Ситечкин заколебался. Нет, даже в случае удачи Коломейцеву не простят его ослушания. За касситерит поблагодарят, но что-нибудь другое припомнят. А Ситечкина не забудут. Такие, как Ситечкин, всегда пригодятся.
И Ситечкин сделал выбор.
Когда Коломейцев с Бурштейном вернулись к костру и склонили головы над картой, Ситечкин с ненужной громкостью бросил вызов:
— Виктор Петрович, а что все-таки в этом письме? Почему вы его скрываете?

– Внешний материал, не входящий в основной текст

PR #396, opened 2025-01-12
Don't modify gas cap if already zero (infinite)

joshuacolvin0:
Also remove out of date comment

Pulled in by https://github.com/OffchainLabs/nitro/pull/2873


internal/ethapi/transaction_args.go
```diff
@@ -490,9 +490,11 @@ func (args *TransactionArgs) ToMessage(baseFee *big.Int, globalGasCap uint64, he
 	}
 	// Arbitrum: raise the gas cap to ignore L1 costs so that it's compute-only
 	if state != nil && !skipL1Charging {
-		// ToMessage recurses once to allow ArbOS to intercept the result for all callers
```
eljobe, line 493: Why did you remove the inline documentation?

eljobe (dismissed):
I'm happy with this change once the documentation comments are restored.

eljobe (approved):
LGTM

PR #398, opened 2025-01-21
Flush triedb function

diegoximenes:
Resolves NIT-3047

- Adds metrics related to triedb size and gcproc
- Adds function to flush triedb to BlockChain

### DIFF
--- a/core/blockchain_arbitrum.go
+++ b/core/blockchain_arbitrum.go
@@ -19,13 +19,31 @@ package core
 
 import (
 	"fmt"
+	"sync"
 	"time"
 
+	"github.com/ethereum/go-ethereum/common"
 	"github.com/ethereum/go-ethereum/core/state"
 	"github.com/ethereum/go-ethereum/core/types"
 	"github.com/ethereum/go-ethereum/log"
 	"github.com/ethereum/go-ethereum/rpc"
 )
+
+func (bc *BlockChain) FlushTrieDB(advanceBlockChainMutex *sync.Mutex, capLimit common.StorageSize) error {
+	advanceBlockChainMutex.Lock()
+	defer advanceBlockChainMutex.Unlock()
+
+	err := bc.triedb.Cap(capLimit)
+	if err != nil {
+		return err
+	}
+
+	bc.gcproc = 0
+	// bc.lastWrite = prevNum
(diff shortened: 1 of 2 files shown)


core/blockchain_arbitrum.go
```diff
@@ -19,14 +19,39 @@ package core
...
+	defer advanceBlockChainMutex.Unlock()
+
+	if bc.triedb.Scheme() == rawdb.HashScheme {
+		err := bc.triedb.Cap(capLimit)
+		if err != nil {
+			return err
+		}
+	}
+
+	err := bc.triedb.Commit(bc.CurrentBlock().Root, true)
```
magicxyyz, line 44: nitpick: I wonder if we couldn't first commit current block root and then cap remaining dirties cache - that way the capLimit parameter will be more precise.
 
 Currently, after `FlushTireDB` triedb size is:
 `sizeAfter = min(sizeBefore, capLimit) - dirtyNodesFromCurrentRootNotFlushedWithCap` 
  
  If we committed first then we'd have:
  `sizeAfter = min(sizeBefore - dirtyNodesFromCurrentRoot, capLimit)`

magicxyyz (approved):
LGTM, added comment to Cap/Commit order

core/blockchain_arbitrum.go
diegoximenes: Done.

core/blockchain_arbitrum.go
```diff
@@ -19,14 +19,41 @@ package core
...
 
+func (bc *BlockChain) FlushTrieDB(advanceBlockChainMutex *sync.Mutex, capLimit common.StorageSize) error {
+	if bc.triedb.Scheme() == rawdb.PathScheme {
+		return nil
+	}
+
+	advanceBlockChainMutex.Lock()
+	defer advanceBlockChainMutex.Unlock()
+
+	err := bc.triedb.Commit(bc.CurrentBlock().Root, true)
```
tsahee, line 41: we don't want to commit currentBlock's root, but the oldest block we have in memory (which is the first entry in triegc)

joshuacolvin0:
Need to make matching PR in nitro repo to pull changes in, and add links between the PRs.

tsahee (approved):
LGTM

PR #399, opened 2025-01-22
Optimize destroying an account with no storage in snapshot diffToDisk

PlasmaPower:
To do this, we get the account info from the disk layer and check if its storage root was empty before trying to iterate over its storage to delete it.

### DIFF
--- a/core/state/snapshot/disklayer.go
+++ b/core/state/snapshot/disklayer.go
@@ -85,10 +85,8 @@ func (dl *diskLayer) account(hash common.Hash, ignoreStale bool) (*types.SlimAcc
 		return nil, nil
 	}
 	account := new(types.SlimAccount)
-	if err := rlp.DecodeBytes(data, account); err != nil {
-		panic(err)
-	}
-	return account, nil
+	err = rlp.DecodeBytes(data, account)
+	return account, err
 }
 
 // AccountRLP directly retrieves the account RLP associated with a particular
--- a/core/state/snapshot/disklayer.go
+++ b/core/state/snapshot/disklayer.go
@@ -76,8 +76,8 @@ func (dl *diskLayer) Stale() bool {
 
 // Account directly retrieves the account associated with a particular hash in
 // the snapshot slim data format.
-func (dl *diskLayer) account(hash common.Hash, ignoreStale bool) (*types.SlimAccount, error) {
-	data, err := dl.accountRLP(hash, ignoreStale)
+func (dl *diskLayer) account(hash common.Hash, evenIfStale bool) (*types.SlimAccount, error) {
+	data, err := dl.accountRLP(hash, evenIfStale)
 	if err != nil {
 		return nil, err
 	}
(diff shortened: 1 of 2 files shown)


core/state/snapshot/snapshot.go
```diff
@@ -560,14 +560,20 @@ func diffToDisk(bottom *diffLayer) *diskLayer {
...
 		// Skip any account not covered yet by the snapshot
-		if base.genMarker != nil && bytes.Compare(hash[:], base.genMarker) > 0 {
+		if errors.Is(err, ErrNotCoveredYet) {
 			continue
 		}
-		// Remove all storage slots
 		rawdb.DeleteAccountSnapshot(batch, hash)
 		base.cache.Set(hash[:], nil)
 
+		if err == nil && (oldAccount == nil || oldAccount.Root == nil) {
```
tsahee, line 571: For the sake of a minimal understandable diff, I'd put here the call to base.account.
Also, either handle err != nil in some way or comment why you don't need to.

core/state/snapshot/disklayer.go
```diff
@@ -76,30 +76,28 @@ func (dl *diskLayer) Stale() bool {
 
 // Account directly retrieves the account associated with a particular hash in
 // the snapshot slim data format.
-func (dl *diskLayer) Account(hash common.Hash) (*types.SlimAccount, error) {
-	data, err := dl.AccountRLP(hash)
+func (dl *diskLayer) account(hash common.Hash, ignoreStale bool) (*types.SlimAccount, error) {
```
tsahee, line 79: thinking alternative names.. not sure they are better, but what do you think about  "evenIfStale" ?

tsahee (dismissed):
code LGTM but made suggestions around documenting/naming

core/state/snapshot/snapshot.go
```diff
@@ -560,14 +560,20 @@ func diffToDisk(bottom *diffLayer) *diskLayer {
 
 	// Destroy all the destructed accounts from the database
 	for hash := range bottom.destructSet {
+		oldAccount, err := base.account(hash, true)
 		// Skip any account not covered yet by the snapshot
-		if base.genMarker != nil && bytes.Compare(hash[:], base.genMarker) > 0 {
+		if errors.Is(err, ErrNotCoveredYet) {
```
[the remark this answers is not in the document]
PlasmaPower: I don't think there's merge conflict concern here because this code seems to be unchanged upstream until it's removed in https://github.com/ethereum/go-ethereum/pull/30752

core/state/snapshot/disklayer.go
PlasmaPower: Sounds good to me, renamed

core/state/snapshot/snapshot.go
PlasmaPower: I've added a warning if err != nil and a comment explaining that it falls through to iterating over and removing storage in case there is any

tsahee (commented):
LGTM

joshuacolvin0 (approved):
LGTM

PR #405, opened 2025-02-01
add is_on_curve_check

0xhashiman:
Check this https://github.com/ethereum/go-ethereum/pull/31100


joshuacolvin0:
This will be included when upstream go-ethereum updates are merged in

PR #456, opened 2025-05-09
Revert setFeeDefaults to original code from geth

amsanghi:
Pulled in https://github.com/OffchainLabs/nitro/pull/3228


tsahee (approved):
LGTM

PR #461, opened 2025-05-20
Adds ProcTimeBeforeFlush function to BlockChain

diegoximenes:
Related to NIT-3231 and NIT-3232

Adds ProcTimeBeforeFlush function to BlockChain.

Pulled by https://github.com/OffchainLabs/nitro/pull/3253


core/blockchain.go
```diff
@@ -1555,6 +1555,16 @@ func (bc *BlockChain) writeKnownBlock(block *types.Block) error {
 	return nil
 }
 
+func (bc *BlockChain) TimeBeforeFlush() (time.Duration, error) {
```
magicxyyz, line 1558: nitpick: I think we should rename the method to something like `ProcTimeBeforeFlush` as the returned duration is not absolute time but the processing time accumulated in gcproc. Gcproc is a hugely different measure e.g. 1 h of proc time can take ~12 hours of real time.

magicxyyz (changes requested):
Looks good, added one nitpick comment for the method name

magicxyyz (approved):
LGTM

eljobe:
Just assigning this to @diegoximenes until the corresponding nitro PR has had the review comments addressed.

PR #463, opened 2025-05-23
Disable the i386 lint action

eljobe:
This was added at some point, but we don't have self-hosted CI runners in the OffchainLabs pool of runners, so, these actions never get picked up.

Linting is already covered in ci.yml, anyway.


joshuacolvin0 (approved):
LGTM

PR #465, opened 2025-05-30
change synchronisation in hashdb commit to allow concurrent reads

magicxyyz:
This PR modifies hashdb.commit operation:
* nodes removal from dirties is delayed until all writes to disk are performed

Коломейцев и представить не мог, что всегда юлящий, извилистый голос Ситечкина способен на такую наглую повелительную вопросительность. Прежнего угодничества как не бывало — перед Коломийцевым предстал неожиданно выпрямивший свою подхалимистую спину враг. Даже глаза у Ситечкина стали другими: раньше они суетливо метусились на лице, заискивали, восторгались, присоединялись, а теперь застыли навыкате, полные язвительного превосходства. Лачугин вздрогнул, понял: Ситечкин знает. Бурштейн изумленно изучал Ситечкина из-под очков, как будто тот наконец-то выпустил самого себя, как джинна из бутылки. Вяземская взглянула на Ситечкина без тени удивления, со спокойным презрением.